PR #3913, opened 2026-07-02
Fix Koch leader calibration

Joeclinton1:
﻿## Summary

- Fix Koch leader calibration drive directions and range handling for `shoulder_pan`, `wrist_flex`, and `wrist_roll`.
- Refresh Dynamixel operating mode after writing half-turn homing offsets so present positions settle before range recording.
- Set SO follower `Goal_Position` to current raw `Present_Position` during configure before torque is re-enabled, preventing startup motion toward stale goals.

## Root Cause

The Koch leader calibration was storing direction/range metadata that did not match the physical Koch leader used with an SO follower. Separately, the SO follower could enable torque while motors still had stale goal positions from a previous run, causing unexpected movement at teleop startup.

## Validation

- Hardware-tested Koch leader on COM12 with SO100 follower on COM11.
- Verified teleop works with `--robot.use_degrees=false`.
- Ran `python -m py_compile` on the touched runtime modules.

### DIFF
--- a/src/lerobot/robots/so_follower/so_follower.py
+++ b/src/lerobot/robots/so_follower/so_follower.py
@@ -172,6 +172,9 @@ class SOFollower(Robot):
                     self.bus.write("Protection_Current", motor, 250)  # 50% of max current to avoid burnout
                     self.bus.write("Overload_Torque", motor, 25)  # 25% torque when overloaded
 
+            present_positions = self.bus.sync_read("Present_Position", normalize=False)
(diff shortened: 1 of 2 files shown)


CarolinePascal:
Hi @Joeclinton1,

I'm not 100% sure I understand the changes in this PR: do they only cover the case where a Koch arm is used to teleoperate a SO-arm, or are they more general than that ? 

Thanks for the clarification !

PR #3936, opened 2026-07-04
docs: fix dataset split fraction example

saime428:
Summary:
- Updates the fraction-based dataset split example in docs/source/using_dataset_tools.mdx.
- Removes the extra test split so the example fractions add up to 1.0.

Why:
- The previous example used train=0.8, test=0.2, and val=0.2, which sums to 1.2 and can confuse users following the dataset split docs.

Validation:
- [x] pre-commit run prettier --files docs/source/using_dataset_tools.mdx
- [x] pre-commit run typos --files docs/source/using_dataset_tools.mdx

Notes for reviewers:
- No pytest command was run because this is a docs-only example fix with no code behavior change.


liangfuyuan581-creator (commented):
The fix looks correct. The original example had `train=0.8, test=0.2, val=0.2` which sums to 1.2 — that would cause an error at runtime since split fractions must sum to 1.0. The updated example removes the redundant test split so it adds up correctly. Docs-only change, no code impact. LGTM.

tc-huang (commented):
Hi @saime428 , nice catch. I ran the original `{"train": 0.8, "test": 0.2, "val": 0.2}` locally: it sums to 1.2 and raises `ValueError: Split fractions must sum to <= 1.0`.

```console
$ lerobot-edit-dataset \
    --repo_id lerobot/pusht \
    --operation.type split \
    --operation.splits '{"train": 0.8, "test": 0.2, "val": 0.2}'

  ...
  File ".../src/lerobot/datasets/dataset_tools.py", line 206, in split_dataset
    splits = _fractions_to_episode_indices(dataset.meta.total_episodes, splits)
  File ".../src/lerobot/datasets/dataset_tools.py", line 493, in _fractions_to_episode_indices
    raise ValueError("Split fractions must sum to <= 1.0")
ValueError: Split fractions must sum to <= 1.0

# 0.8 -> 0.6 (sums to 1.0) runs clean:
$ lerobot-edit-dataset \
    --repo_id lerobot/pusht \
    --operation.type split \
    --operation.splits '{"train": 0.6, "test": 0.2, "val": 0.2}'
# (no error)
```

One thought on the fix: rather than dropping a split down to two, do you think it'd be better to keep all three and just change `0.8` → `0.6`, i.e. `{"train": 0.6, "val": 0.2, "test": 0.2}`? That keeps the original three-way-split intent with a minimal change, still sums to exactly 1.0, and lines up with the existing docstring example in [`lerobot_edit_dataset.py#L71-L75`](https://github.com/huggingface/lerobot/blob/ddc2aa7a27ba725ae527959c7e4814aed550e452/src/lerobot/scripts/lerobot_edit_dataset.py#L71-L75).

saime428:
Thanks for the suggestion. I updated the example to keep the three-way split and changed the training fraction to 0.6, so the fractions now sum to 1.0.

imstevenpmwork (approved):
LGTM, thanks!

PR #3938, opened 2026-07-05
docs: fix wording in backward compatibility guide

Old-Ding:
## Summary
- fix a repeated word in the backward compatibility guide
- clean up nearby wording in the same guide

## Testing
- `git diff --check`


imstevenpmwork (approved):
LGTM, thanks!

▬▬▬▬▬▬

## TASK GOAL
Extract each line holding the word "clean" from the records.

## TASK SOLUTION
# 0.8 -> 0.6 (sums to 1.0) runs clean:
- clean up nearby wording in the same guide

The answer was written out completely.